Im sure they told you the mixture was fine, but i bet its not have them test it with you present so you can see the results yourself.


----------



## blackwolfjetta (May 3, 2007)

*Re: P2181 - performance malfunction in cooling system... HELP! (Ted Brogan)*

I'm having the same problem, came up last night on the way home. I was driving about 75-80mph and it came on. temp gauge said 190 but from what i've seen that is incorrect. The T-stat has been changed and the water pump went out at 47K. I'm at 57K now. That being said, I am not missing the belly pan. However, i have driven through snow and ice here in texas last Feb. and it didn't come on. S-T-R-A-N-G-E!
Will check mixture tonight, maybe santa will bring me the "meter"!


----------



## BlackBirdVQ (Dec 9, 2007)

*Re: P2181 - performance malfunction in cooling system... HELP! (blackwolfjetta)*

Bump this thread... I'm having the same problem here.
I replaced my black ECT with a new green ECT and cleared the code... took a while for it to come back - about 2 weeks or so. I thought it was some kinda fluke so I erased the code and kept my scanner in the car at all times.
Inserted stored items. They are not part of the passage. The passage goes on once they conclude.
PR #12666, opened 2022-12-06
[develop2] moving global graph_compute to GraphAPI

memsharded:
It is a bad example for readers of our code that we have a global, free function for something that looks better as part of the PythonAPI


conan/cli/commands/install.py
```diff
@@ -109,21 +42,40 @@ def install(conan_api, parser, *args):
...
+                                               cwd=cwd,
+                                               partial=args.lockfile_partial)
+    profile_host, profile_build = conan_api.profiles.get_profiles_from_args(args)
+    if path:
+        deps_graph = conan_api.graph.load_graph_consumer(path, args.name, args.version,
+                                                         args.user, args.channel,
+                                                         profile_host, profile_build, lockfile,
+                                                         remotes, args.update)
+    else:
+        deps_graph = conan_api.graph.load_graph_requires(args.requires, args.tool_requires,
```
prince-chrismc, line 73: 👍  This is much better then and giant function above. I going to open an issue for this since the custom commands I was working on but this address the suggestions I had

czoido (approved):

conan/api/subapi/graph.py
```diff
@@ -87,7 +89,7 @@ def load_root_test_conanfile(self, path, tested_reference, profile_host, profile
         return root_node
 
     @api_method
-    def load_root_virtual_conanfile(self, profile_host, requires=None, tool_requires=None):
+    def _load_root_virtual_conanfile(self, profile_host, requires=None, tool_requires=None):
```
prince-chrismc, line 92: Should this be marked as an API method and have an underscore? I thought underscore meant private function? 🤔

memsharded: Probably not, the "virtual" conanfile seems a bit of implementation detail, I don't see a clear use case of users having to do that, now that we exposed a ``load_graph_consumer(path, ...)`` and ``load_graph_requires(requires, tool_requires...)`` methods. We don't need to do it now, lets keep the API minimal to the construction of our own built-in commands, and open it as necessary when requested by users. So this might be good as private at the moment, it will not be part of the public api.

prince-chrismc: I agree it should be private, thats why I am confused why it's `@api_method` :)

conan/cli/commands/install.py
prince-chrismc: https://github.com/prince-chrismc/conan-center-index/commit/1909a3e875fc9b35ffb5c5b00080ce9de087f7be

This is much better for UX 
image

conan/api/subapi/graph.py
memsharded: Oh, I see, you are right, that ``api_method`` should be removed.

PR #12673, opened 2022-12-07
Fix MockInfoProperty to mimic list interface

jcar87:
Usage of this in recipes:
```
self.env_info.PATH.append("/path/to/folder")
```

is failing in 2.0.0b6 with the following error:
```
'NoneType' object has no attribute 'append'
```

because the `env_info` accessor was not returning an object with a list-like interface. The 1.x implementation would have returned an empty list, so this does the same - still with no consequence as usage of `env_info` in 2.0 is a no-op.

### DIFF
--- a/conans/model/build_info.py
+++ b/conans/model/build_info.py
@@ -50,7 +50,7 @@ class MockInfoProperty(object):
     def __getattr__(self, attr):
         if attr != "_message":
             ConanOutput().warning(self._message)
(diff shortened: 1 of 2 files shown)


memsharded (approved):
Probably is good enough atm, if there are some more failing cases, we can try to provide a more powerful Mock

prince-chrismc:
🚀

Cousin of mine who is a VW Tech mentioned to me that the coolant CAN throw the P2181 code.... so I flushed it out with a 50/50 VAG Coolant mixture. Light came back within 2 days....
Got me another green ECT and swapped it out on Friday right before I left work. Topped off coolant with pre-mixed 50/50 stuff and drove the car all weekend- 300 miles and today I decided to check the ECU, DTC pending- P2181. 
I know when the code comes back, the car looses power and feels sluggish on acceleration. When the light finally comes on, the car feels reallllly slow. So I carry my portable scanner with me at all times.
WTF ? 
Mods are GIAC chip, EVO CAI.
2 ECTs and coolant flush haven't fixed my problem. I love the car, I hate the check engine light !


----------



## R(ed)32 (Apr 1, 2004)

Another Bump! Same problem here. 
My Codes: 
18613 P2181 232
Malfunction in Cooling System
(2004 VW R32)
Have about 60K miles on it. ECT replaced last year. Monitoring temp while driving, it only gets up to about 175F to 180F on very cold days. The fault appears near the end of engine warmup, usually while on the highway for me. Problem is intermittant -- but it now seems like it's always going to occur on cold days. Haven't done any serious troubleshooting yet because of the lack of available information. 
Guess I'll check my fans (operating), then consider replacing the thermostat. Before going for the thermosat, however, I'd like to know what engine temps you folks see when warmed up and monitoring with a Vag-Com or equivalent system.
Thanks,
George


----------



## vdub_jetta (Nov 1, 2003)

*Re: (R(ed)32)*

had this same code last month. if it's not the water pump, tstat (as it was with me), or the green top, the last thing it could be are fault cooling fans.


----------



## Zba (Jan 1, 2002)

*Re: P2181 - performance malfunction in cooling system... HELP! (dave13s4)*

If one of the impeller blades is still in the cooling system, it could be getting caught on the t-stat keeping it from opening or closing all the way. The ECU will see that the coolant temp is not where it should be based on other inputs and throw a code. If the VW shop is flat rate, there is a good possibility that they did not flush the cooling system to get rid of any water pump debris. Just a thought. Good luck to you, and remember, the sqeaky wheel gets the grease


----------



## Ted Brogan (Dec 13, 2005)

*Re: P2181 - performance malfunction in cooling system... HELP! (Zba)*

Im gonna stick with my original statement. Ive found lately on these cars that they have become very sensative to coolant mixture. 50/50 is to much coolant ive been doing about 60/40 with will protect it to about -25 and it takes car of the code on every single car....
Trust me on this one properly check the mixture with the correct tools set it to what i suggest and see what happens.


----------



## R(ed)32 (Apr 1, 2004)

*Re: P2181 - performance malfunction in cooling system... HELP! (Ted Brogan)*

You may be right, Ted, about the antifreeze mixture causing a problem, but do you have any ideas about how or why that would trigger the computer to report a P2181 fault? 
George
ps -- I did observe both my cooling fans come on during a long idle in the garage so I wouldn't think that is causing a P2181 fault in my case.


----------



## Ted Brogan (Dec 13, 2005)

*Re: P2181 - performance malfunction in cooling system... HELP! (R(ed)32)*


_Quote, originally posted by *R(ed)32* »_You may be right, Ted, about the antifreeze mixture causing a problem, but do you have any ideas about how or why that would trigger the computer to report a P2181 fault? 
George
ps -- I did observe both my cooling fans come on during a long idle in the garage so I wouldn't think that is causing a P2181 fault in my case.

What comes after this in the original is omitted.